Peran guru sebagi fasilitator, moderator, motivator dan pembimbing sangat dibutuhkan oleh siswa untuk mendampingi mereka membahas dan menyelesaikan tugas-tugasnya
Penyelenggaraan metoda tutorial dapat dilakukan seperti contoh berikut ini:
o        Misalkan sebuah kelas dalam bahan ajar Pengerjaan Kayu 2, jam pelajaran pertama digunakan dalam bentuk kegiatan klasikal untuk menjelaskan secara umum tentang teori dan prinsip.
o        Kemudian para siswa dibagi menjadi empat kelompok untuk membahas pokok bahasan yang berbeda, selanjutnya dilakukan rotasi antar kelompok.

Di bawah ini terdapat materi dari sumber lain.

PR #3185, opened 2025-07-14
Update VersionInfoUtils - Fix deprecation message logic to use OR instead of AND

maxpdr96:
Fix deprecation message logic to use OR instead of AND

### Motivation
The deprecation warning message was previously suppressed only if both the environment variable and the system property were set to 'true', due to the use of `&&`.

This PR corrects the condition to use `||`, so the warning is suppressed if **either** the environment variable or the system property is explicitly set to 'true'.

### Changes
- Replaced `&&` with `||` in the deprecation announcement check.


maxpdr96:
Hi @debora-ito ,
Thank you for the feedback. It's just that the warning message:

"This message can be disabled by setting the " + DISABLE_DEPRECATION_ANNOUNCEMENT_ENV_VAR
" environment variable or " + DISABLE_DEPRECATION_ANNOUNCEMENT_SYS_PROP + " system property to 'true'."

makes it sound like setting either one would be enough because the "or" . However, the current code requires both to be set to true, which is why I suggested the change. But I appreciate your clarification and the response.

PR #133, opened 2017-07-28
[framework-bundle][console] Introduce APP_DIR environment variable

voronkovich:
| Q             | A
| ------------- | ---
| License       | MIT

In the Symfony demo application (see https://github.com/symfony/symfony-demo/pull/617) we need to set an absolute path to a database, but we can't get it in the `.env` file. This PR introduces an environment variable which contains the absolute path to the application's folder (it works like the `%kernel.project_dir%` container parameter).

Example:
```sh
# .env
DATABASE_URL="sqlite:///${APP_DIR}/var/data/blog.sqlite"
```

### DIFF
--- a/symfony/console/3.3/bin/console
+++ b/symfony/console/3.3/bin/console
@@ -17,7 +17,9 @@ if (!class_exists(Application::class)) {
 }
 
 if (!getenv('APP_ENV')) {
-    (new Dotenv())->load(__DIR__.'/../.env');
+    $dotEnv = new Dotenv();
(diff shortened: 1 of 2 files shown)


javiereguiluz:
By the way, given that this env var is the project dir, shouldn't be called `PROJECT_DIR` instead of `APP_DIR`? (or `SYMFONY_PROJECT_DIR`)

voronkovich:
@fabpot, I think this problem can't be solved in the Kernel, because we can't instantiate the Kernel before loading the `.env` file (we need the `APP_ENV` and the `APP_DEBUG` variables).

PR #135, opened 2017-07-30
[DoctrineMigrationBundle] Add `namespace` value to doctrine_migrations.yaml

VolCh:
Now migrations generated in `Application\Migrations` namespace by default that cause error in autoloader. This PR fix the namespace.

| Q             | A
| ------------- | ---
| License       | MIT


BoShurik:
https://github.com/symfony/recipes/pull/112

PR #138, opened 2017-07-31
[console] Add an option allowing to ignore the .env file

voronkovich:
| Q             | A
| ------------- | ---
| License       | MIT

In some cases (`server:run`, `server:start`) it's needed to disable the `.env` file loading. See https://github.com/symfony/symfony/issues/23723


nicolas-grekas:
I don't see the need for this personally.
If you want to achieve that, you can still use:
`APP_ENV=dev ./bin/console server:run`

voronkovich:
@nicolas-grekas, using the `APP_ENV=dev ./bin/console server:run` causes the impossibility to refresh the environment variables when the `.env` file was changed. See https://github.com/symfony/symfony/issues/23723

PR #144, opened 2017-08-02
Revert the change of null to ~

javiereguiluz:
| Q             | A
| ------------- | ---
| License       | MIT

I can't believe that #143 was merged. To me it's **a big step backwards** in the right direction Symfony 4 was heading.

Why? Because in Symfony 4 we're replacing a lot of things that need an explanation for **things that are self-explained**.

Examples?

* "etc/" is a great name for config ... but "config/" is better and needs no explanation. 
* "web/" is a great name for front controllers ... but "public/" is better because it's the standard in the computing industry and it fits multiple use cases, not only web apps.
* "app.php" and "app_dev.php" are great front controller names ... but "index.php" is better and requires no explanation.
* "app.yaml" and "container.yaml" are great names ... but a single "services.yaml" file is better and requires no explanation.
* etc.

So, why should we change the perfect `null` value which requires no explanation, by the strange `~` symbol that requires explaining and learning it.

*(You may tell me that every existing Symfony developer knows the meaning of `~`. That's true ... but we're not making Symfony 4 only for the existing Symfony developers. We want to onboard new developers).*

### DIFF
--- a/symfony/framework-bundle/3.3/config/packages/framework.yaml
+++ b/symfony/framework-bundle/3.3/config/packages/framework.yaml
@@ -1,14 +1,14 @@
 framework:
     secret: '%env(APP_SECRET)%'
     #default_locale: en
-    #csrf_protection: ~
+    #csrf_protection: null
     #http_method_override: true
-    #trusted_hosts: ~
+    #trusted_hosts: null
     # https://symfony.com/doc/current/reference/configuration/framework.html#handler-id
     #session:
     #    handler_id: session.handler.native_file
     #    save_path: '%kernel.project_dir%/var/sessions/%kernel.environment%'
-    #esi: ~
-    #fragments: ~
+    #esi: null
+    #fragments: null
     php_errors:
         log: true
--- a/symfony/framework-bundle/3.3/config/packages/test/framework.yaml
+++ b/symfony/framework-bundle/3.3/config/packages/test/framework.yaml
@@ -1,4 +1,4 @@
 framework:
-    test: ~
+    test: null
     session:
         storage_id: session.storage.mock_file
--- a/symfony/routing/3.3/config/packages/routing.yaml
+++ b/symfony/routing/3.3/config/packages/routing.yaml
@@ -1,3 +1,3 @@
 framework:
     router:
-        strict_requirements: ~
+        strict_requirements: null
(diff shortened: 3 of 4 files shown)


fabpot:
My reasoning is that `~` is used to also mean "use the default config" and `null` is confusing in that regards.

javiereguiluz:
That's a very good point! However, unless I'm wrong, Symfony never sees or deals with the `~` symbol. The Yaml component transforms `~` into `null` instantly when parsing the config file.

fabpot:
Of course, there is no difference at all from a code point of view. I was referring as DX here: when one wants to express: "give me the default behavior/config", I think `~` is better than `null`.

javiereguiluz:
Another solution could be to forget about `~` and `null` and use explicit config that requires no explanation:

### Before

```yaml
framework:
    secret: '%env(APP_SECRET)%'
    #default_locale: en
    #csrf_protection: ~
    #http_method_override: true
    #trusted_hosts: ~
    # https://symfony.com/doc/current/reference/configuration/framework.html#handler-id
    #session:
    #    handler_id: session.handler.native_file
    #    save_path: '%kernel.project_dir%/var/sessions/%kernel.environment%'
    #esi: ~
    #fragments: ~
    php_errors:
        log: true
```

### After

```yaml
framework:
    secret: '%env(APP_SECRET)%'
    #default_locale: en
    #csrf_protection: { enabled: false }
    #http_method_override: true
    #trusted_hosts: ['example.com']
    # https://symfony.com/doc/current/reference/configuration/framework.html#handler-id
    #session:
    #    handler_id: session.handler.native_file
    #    save_path: '%kernel.project_dir%/var/sessions/%kernel.environment%'
    #esi: { enabled: false }
    #fragments: { enabled: false }
    php_errors:
        log: true
```

Pierstoval:
Your last argument makes sense, indeed having `{ enabled: true }` is self-explanatory, but the issue is that it doesn't fit the "Gimme default conf" DX strategy, which is the goal of the `~` or `null` values.

I also agree with @fabpot about the symbol which has been used very widely for default config in many projects for years. That's even the case for some config params in Rails, for example.

chalasr:
To me `~` is just the preferred YAML syntax for getting a `null` once parsed. 
Writing default values instead of using `null` is indeed more explicit, perhaps better for our default configuration.

PR #145, opened 2017-08-03
Fallback to line formatter on missing cli dumper

greg0ire:
The ConsoleFormatter is not so great when it does not come configured
with a dumper. A better fix might be to provide a poor man's dumper when
the var dumper component is not installed.

| Q             | A
| ------------- | ---
| License       | MIT

### DIFF
--- a/symfony/monolog-bundle/3.1/config/packages/dev/monolog.php
+++ b/symfony/monolog-bundle/3.1/config/packages/dev/monolog.php
@@ -2,6 +2,7 @@
 
 use Symfony\Component\Config\Resource\ClassExistenceResource;
 use Symfony\Component\Console\Application;
+use Symfony\Component\VarDumper\Dumper\CliDumper;
 
 $handlers = [
     'main' => [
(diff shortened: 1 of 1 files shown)


javiereguiluz:
Some context: the original issue was that the application didn't have VarDumper installed and then the logs were poorly formatted: no context, no extra, etc.

greg0ire:
@javiereguiluz I added more context in the commit message.

sroze:
Shouldn't this be directly managed in MonologBundle?

greg0ire:
@sroze you mean like this?

> A better fix might be to provide a poor man's dumper when
the var dumper component is not installed.

fabpot:
I would indeed fix this issue upstream, instead of adding a workaround here.

nicolas-grekas:
ping @greg0ire

greg0ire:
@nicolas-grekas I'll try to have a look at that soonish

greg0ire:
@nicolas-grekas here you go: https://github.com/symfony/symfony/pull/24598

PR #148, opened 2017-08-04
Use escaping rather than quoting

greg0ire:
This should make the recipe compatible with docker-compose's .env files,
which will keep quotes in the variable:

> There is no special handling of quotation marks (i.e. they will be
part of the VAL, you have been warned ;) ).

Refs #74

| Q             | A
| ------------- | ---
| License       | MIT


greg0ire:
I will be able to test this Monday, not sure if the environment variable that this produces inside the container is correct.

PR #156, opened 2017-08-22
Dont use getenv(), use $_SERVER instead

nicolas-grekas:
| Q             | A
| ------------- | ---
| License       | MIT

As described in https://github.com/laravel/framework/issues/7354 and linked issues, getenv() is not thread safe - this can lead to issue with concurrent requests, on Windows especially.

### DIFF
--- a/symfony/framework-bundle/3.3/public/index.php
+++ b/symfony/framework-bundle/3.3/public/index.php
@@ -8,11 +8,11 @@ use Symfony\Component\HttpFoundation\Request;
 require __DIR__.'/../vendor/autoload.php';
 
 // The check is to ensure we don't use .env in production
-if (!getenv('APP_ENV')) {
+if (!isset($_SERVER['APP_ENV'])) {
     (new Dotenv())->load(__DIR__.'/../.env');
 }
 
-if (getenv('APP_DEBUG')) {
+if ($_SERVER['APP_DEBUG'] ?? true) {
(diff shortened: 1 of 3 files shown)


symfony/framework-bundle/3.3/public/index.php
```diff
@@ -23,7 +23,7 @@
 
 // Request::setTrustedProxies(['0.0.0.0/0'], Request::HEADER_FORWARDED);
 
-$kernel = new Kernel(getenv('APP_ENV'), getenv('APP_DEBUG'));
+$kernel = new Kernel($_SERVER['APP_ENV'] ?? 'dev', $_SERVER['APP_DEBUG'] ?? true);
```
stof: the behavior has changed. Not setting the env variables was in no-debug mode before. Now, the only way to set it in no-debug mode is to set it to the empty string (which won't work for the console, which expects `'0'`)

yceruto: and `(bool) '0'` is `false`: https://github.com/symfony/symfony/blob/edb8c33f35b981b72adbe23798753703edfe3819/src/Symfony/Component/HttpKernel/Kernel.php#L83

stof: my bad, I thought that the only falsy string was the empty one.

At least, this is consistent with `empty('0')`, which also considers it as empty...

PR #157, opened 2017-08-23
Wrap CONSOLE value with quote so it can work on a path with spaces

jamalsa:
| Q             | A
| ------------- | ---
| License       | MIT

Currently if we run make command in spaced path it will return error: Command not found. This PR fix that by wrapping CONSOLE value with quote.


jamalsa:
It seems Symfony doesn't allowed command to be wrapped in Makefile task. I will close this PR and open another PR soon.

PR #159, opened 2017-08-23
Escape space in CONSOLE path

jamalsa:
| Q             | A
| ------------- | ---
| License       | MIT

(Recreate PR #158 with fixed code)
Currently if we run make command in spaced path it will return error: Command not found. This PR fix that by escaping spaces in path using sed command.

### DIFF
--- a/symfony/framework-bundle/3.3/Makefile
+++ b/symfony/framework-bundle/3.3/Makefile
@@ -1,4 +1,4 @@
-CONSOLE := $(shell which bin/console)
+CONSOLE := $(shell which bin/console | sed 's/ /\\ /g')
 sf_console:
 ifndef CONSOLE
 	@printf "Run \033[32mcomposer require cli\033[39m to install the Symfony console.\n"


jamalsa:
Not sure why CI failed this commit because I am not wrapping command but escaping it. Is this because Makefile contains quote?

fabpot:
Don't worry about the CI, that's a false positive.

javiereguiluz:
I'm not an expert in Bash, but looking for ways to escape white spaces, I found [this alternative solution](https://stackoverflow.com/a/12811033/2804294):

```
If you are using bash, you can use its builtin printf's %q formatter
(type help printf in bash):

FILENAME=$(printf %q "$FILENAME")

This will not only quote space, but also all special characters for shell.
```

I don't know if it's better or worse

fabpot:
@javiereguiluz's solution looks more elegant... but I'm no bash expert either. /cc @tucksaun?

tucksaun:
@javiereguiluz's solution is indeed more elegant.
But it's weird escaping is necessary in the first place: in this case, `which` should not look into the $PATH and should only return `bin/console` and not an absolute path.

fabpot:
@tucksaun Indeed.

@jamalsa Can you tell us under which circumstances you get an issue with the current code? Are you using Windows?

aik099:
Just a guess, but maybe path to website on developer's machine has space in it, e.g. `C:\Users\username\My Documents\Projects\symfony-projecy\bin\console`.

fabpot:
@aik099 I understand that, but `which bin/console` returns `bin/console`, not an absolute path. At least, on MacOS.

aik099:
On Linux however (tried on Slackware) it returns absolute path.

damienflament:
@aik099 I'm on ArchLinux, and the `which` command gives a relative path.

It depends on the _type_ of `which` you invoke. There are you're shell builtin and the binary. Both seems to have a different behavior.

Find them (using the Zsh `where` builtin):

```console
> where which
which: shell built-in command
/usr/bin/which
```

Try with both of them:
```console
> which bin/console
bin/console

> /usr/bin/which bin/console
/path/to/your/project/bin/console
```

Let's see the binary help message:

```console
> /usr/bin/which --help
Usage: /usr/bin/which [options] [--] COMMAND [...]
Write the full path of COMMAND(s) to standard output.

  --version, -[vV] Print version and exit successfully.
  --help,          Print this help and exit successfully.
  --skip-dot       Skip directories in PATH that start with a dot.
  --skip-tilde     Skip directories in PATH that start with a tilde.
  --show-dot       Don't expand a dot to current directory in output.
  --show-tilde     Output a tilde for HOME directory for non-root.
  --tty-only       Stop processing options on the right if not on tty.
  --all, -a        Print all matches in PATH, not just the first
  --read-alias, -i Read list of aliases from stdin.
  --skip-alias     Ignore option --read-alias; don't read stdin.
  --read-functions Read shell functions from stdin.
  --skip-functions Ignore option --read-functions; don't read stdin.

Recommended use is to write the output of (alias; declare -f) to standard
input, so that which can show aliases and shell functions. See which(1) for
examples.

If the options --read-alias and/or --read-functions are specified then the
output can be a full alias or function definition, optionally followed by
the full path of each command used inside of those.

Report bugs to <which-bugs@gnu.org>.
```

So, the `which` command can give you an absolute or relative path depending on your OS but also on the availability of a shell builtin command.

It seems taking care of spaces within paths is necessary !

fabpot:
see #159

damienflament:
@fabpot Hmm... You linked to this same PR...

PR #160, opened 2017-08-24
Change the default mailer configuration

fabpot:
| Q             | A
| ------------- | ---
| License       | MIT

The current configuration for the mailer is done in 2 different places:

* `.env` configures the mailer to use localhost as a transport;
* but the `dev` environment disables delivery.

That's very confusing. As `.env` is for dev, I propose to use a `null` transport by default (which disables delivery) and remove `disable_delivery` in the `dev` configuration. That makes the configuration centralized in one file instead of two (and yes, I had a WTF moment with this :)).

I'm not sure about the test environment as we don't have a good story about test env + env vars for now, so I haven't changed it for now.


pyrech:
:+1: This caused me a WTF few days ago when I deleted the dev config file but Flex recreated it on another install

PR #162, opened 2017-08-28
Make it possible create environment-specific services and parameters.

simensen:
| Q             | A
| ------------- | ---
| License       | MIT

I ran into issues trying to create parameters based on `%env()%` during compile-time. This made sense and was expected once I thought about it more.

In discussion with @nicolas-grekas, the solution I was looking for was being able to set parameters directly based on environment. However, `parameters.ini` is no longer a thing going forward.

Since there was no easy or obvious way to do this, we discussed adding `/conf/services_{envs}.yaml` as optional files that can be read to configure the container's services and parameters based on the appropriate environment.

This should allow me to configure `/conf/services_dev.yaml` to be specific to my local develompent environment without having any impact on anyone else running my application.

### DIFF
--- a/symfony/framework-bundle/3.3/src/Kernel.php
+++ b/symfony/framework-bundle/3.3/src/Kernel.php
@@ -42,6 +42,7 @@ class Kernel extends BaseKernel
             $loader->load($confDir.'/packages/'.$this->environment.'/**/*'.self::CONFIG_EXTS, 'glob');
         }
         $loader->load($confDir.'/services'.self::CONFIG_EXTS, 'glob');
+        $loader->load($confDir.'/services_'.$this->environment.self::CONFIG_EXTS, 'glob');
     }
 
     protected function configureRoutes(RouteCollectionBuilder $routes): void


javiereguiluz:
I'm :-1: about this. The removal of the prefixed config files is one of the most essential features of Flex. Fabien worked hard designing a new config system which departs from the old Symfony conventions to simplify everything ... and you now are asking to complicate things again mixing old and new Symfony components.

javiereguiluz:
I'm :-1: about this. The removal of the prefixed config files is one of the most essential features of Flex. Fabien worked hard designing a new config system which departs from the old Symfony conventions to simplify everything ... and you now are asking to complicate things again mixing old and new Symfony concepts.

fabpot:
That's already possible. Just put your file under the `dev/` sub-directory.

simensen:
@fabpot When discussing with @nicolas-grekas, I mentioned that putting stuff in `packages/ENV_NAME/` felt wrong. I felt like the `packages/` directory was reserved for packages.

It might be nice to make it clear that the `packages/ENV_NAME/` directories are fair game for anyone for any reason. I don't think I ever picked up on that intention. It was not at all intuitive to me that I should create new files in `packages/dev/services.yaml`.

I'm happy to close this if `packages/ENV_NAME/` is intended and expected.

Pierstoval:
Nothing prevents you from creating a `packages/dev/app.yaml`, your application is the "main" package after all, and it wouldn't conflict with anything.

nicolas-grekas:
I still agree with @simensen, having this file would really help - vs a nested one in `packages/%env%/services.yaml`

nesting means more difficult to grab, discover and communicate. Yet, the need is just very common.

javiereguiluz:
@nicolas-grekas splitting the config in small files per package + environment was an essential feature of flex and Symfony 4 since day one. We have tens and tens of recipes that rely on that behavior. We can't change that a few weeks before Flex/Symfony 4 are released.

As you know, Config was the Top 4 problem for Symfony developers according to our last community survey. Most developers are having problems with the existing config system. That's why Fabien proposed to change it entirely. As you can read on Symfony Slack channels, most people agree with this proposal.

Mixing the new config system with the old suffixed files would be a huge huge huge huge mistake in my opinion.

nicolas-grekas:
I'm not sure to get what you mean. Nobody suggested to change what's already been built and is really fine.

Let me ask you a question: where do you put test(or dev)-specific service configs for your app with Flex?
This is a very common need. Yet, right now, you have to put some file in `packages/%env%/services.yaml`. More importantly, you then don't have control over config ordering so that you cannot be sure you can override a specific service for eg testing.

I don't see where this proposal raises red flags. This is just about adding new files that are loaded last and have simple paths to define per-env specific config.

This need is not handled yet - because of the no-control-over-ordering issue.
Note also that this is *not* the same as what we do right now in SF-std: there would be *no* "import" at the beginning of these files. There would be just appended last to the list of loaded configs.

javiereguiluz:
I've chatted with Nicolas about this. We still don't agree, but I want to mention another potential problem that this proposal would introduce. If I'm right, this would break the best feature of Flex: automation.

If we allow people to put config in `services_dev.yaml`, `config_dev.yaml`, `doctrine_dev.yaml`, etc. files, then Flex won't be able to remove that config when you uninstall some package. So you must remove that config manually or the app will break.

nicolas-grekas:
The chat with @javiereguiluz was productive :)
So, just to be clear, this issue is *not* about have `doctrine_dev.yaml` style files at all.

But we raised this issue:
app do need config that relates to the services in `src/` - let's call that app-only config
that's params and services that relate only to what's inside `src/`
here, it's raw config
(no semantic one, we don't do bundles anymore for apps)
so, `services.yaml` is fine
then there is this need of per-env app-only config
OK?
having `services.yaml` at root of `config/`
and per-env config inside `packages/` is just not consistent
either `services.yaml` is moved inside `packages/`
or per-env app-only config can exist inside `config/`
right now, this is mixed, thus unintuitive as hell
and just not consistent

Pierstoval:
I was also thinking about proposing the removal of `packages/`, prefix third-party configuration and have a structure like this:

```
./
├── config
│   ├── dev/
│   │   ├── _framework.yaml
│   │   └── services.yaml
│   ├── prod/
│   ├── test/
│   │   └── services.yaml
│   ├── _framework.yaml
│   ├── _doctrine.yaml
│   ├── ...
│   └── services.yaml
├── src/
└── ...
```

This would guarantee that custom non-prefixed yaml files can still be decoupled in multiple files (sometimes, a single `services.yaml` is just not enough for bigger apps...) and loaded at the end of the loading process.

Another advantage is the removal of a directory level, which seems nice to me.

But not sure it's relevant nor useful for a DX perspective, and it would need a big change in current recipes (even if it's a simple renaming of all currently versioned yaml files), and maybe another explanation about third-party config vs app config...

WDYT?

nicolas-grekas:
@Pierstoval see https://github.com/symfony/flex/issues/141

symfony/framework-bundle/3.3/src/Kernel.php
```diff
@@ -42,6 +42,7 @@ protected function configureContainer(ContainerBuilder $container, LoaderInterfa
             $loader->load($confDir.'/packages/'.$this->environment.'/**/*'.self::CONFIG_EXTS, 'glob');
         }
         $loader->load($confDir.'/services'.self::CONFIG_EXTS, 'glob');
+        $loader->load($confDir.'/services_'.$this->environment.self::CONFIG_EXTS, 'glob');
```
yceruto: What if puts the environment directories at root instead? it'll keep the same convention just to app-conf.
```
├── config
│   ├── test/
│   │   └── services.yaml
│   ├── packages/
│   │   └── dev/
│   └── services.yaml
```
```php
        if (is_dir($confDir.'/'.$this->environment)) {
            $loader->load($confDir.'/'.$this->environment.'/**/*'.self::CONFIG_EXTS, 'glob');
        }
```

symfony/framework-bundle/3.3/manifest.json
```diff
@@ -18,6 +18,7 @@
     },
     "gitignore": [
         ".env",
+        "/config/services_*.yaml",
```
yceruto: No sure why these file should be ignored :/ they are part of the repository, no?

symfony/framework-bundle/3.3/src/Kernel.php
Pierstoval: See symfony/flex#141 too, I think 😜

fabpot:
I'm in favor of this change as I don't see any other "simple" way to fix this issue. I'm not too concerned with this addition as it should be rare enough, and nobody forces you to use it. You can still so an explicit import if you like to.

PR #925, opened 2021-04-05
Load environment configured services and routes for php extension config

Ferror:
## Description
Documentation states that application loads `config/services_<environment-name>.yaml (and services_<environment-name>.xml and services_<environment-name>.php files too).` https://symfony.com/doc/current/configuration.html, but for me, it looks like it does not auto load PHP configuration - I know that Symfony does no support XML configuration anymore, but as far as I know we would like to keep PHP config files.

## Checks
| Q             | A
| -------------- | ---
| License            | MIT
| Doc issue/PR   | PR 

## Example
* For `test` environment it will load `services.php`, `services_test.php`
* For `dev` environment it will load `services.php`, `services_dev.php`
etc...


Tobion:
The idea is that you can check for the env inside the file. See https://github.com/symfony/recipes/pull/721/files 
Also considering https://symfony.com/blog/new-in-symfony-5-3-configure-multiple-environments-in-a-single-file I don't think this will be relevant anymore. 
Please fix the documentation instead.

PR #926, opened 2021-04-05
Fix deprecation in 5.3' session config

chalasr:
| Q             | A
| ------------- | ---
| License       | MIT
| Doc issue/PR  |  -

This fixes the following notice on symfony/framework-bundle:5.3-dev

 > Since symfony/framework-bundle 5.3: Not setting the "framework.session.storage_factory_id" configuration option is deprecated, it will default to "session.storage.factory.native" and will replace the "framework.session.storage_id" configuration option in version 6.0.

/cc @jderusse


derrabus (approved):

jderusse (approved):
good catch @chalasr

PR #938, opened 2021-04-18
Log in var/log in dev

nicolas-grekas:
| Q             | A
| ------------- | ---
| License       | MIT
| Doc issue/PR  | -

This PR partially reverts a change done in #894: logging on stderr by default in the dev env breaks the DX, because the output of console commands becomes a mess, with log line mangling the command's output.


dunglas (approved):

ogizanagi (approved):

dunglas:
For the record, logging in the terminal in the dev env is part of 12 factor (and mandatory when developing using Docker / Docker Compose): https://12factor.net/logs

PR #943, opened 2021-05-06
Suggest data-turbo-track="reload" attribute for Turbo users in Encore

weaverryan:
| Q             | A
| ------------- | ---
| License       | MIT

o        Sementara para siswa mempelajari maupun mengerjakan tugas-tugas, guru berkeliling diantara para siswa, mendengar, menjelaskan teori, dan membimbing mereka untuk memecahkan problemanya.
o        Dengan bantuan guru, para siswa memperoleh kebiasaan tentang bagaimana mencari informasi yang diperlukan, belajar sendiri dan berfikir sendiri.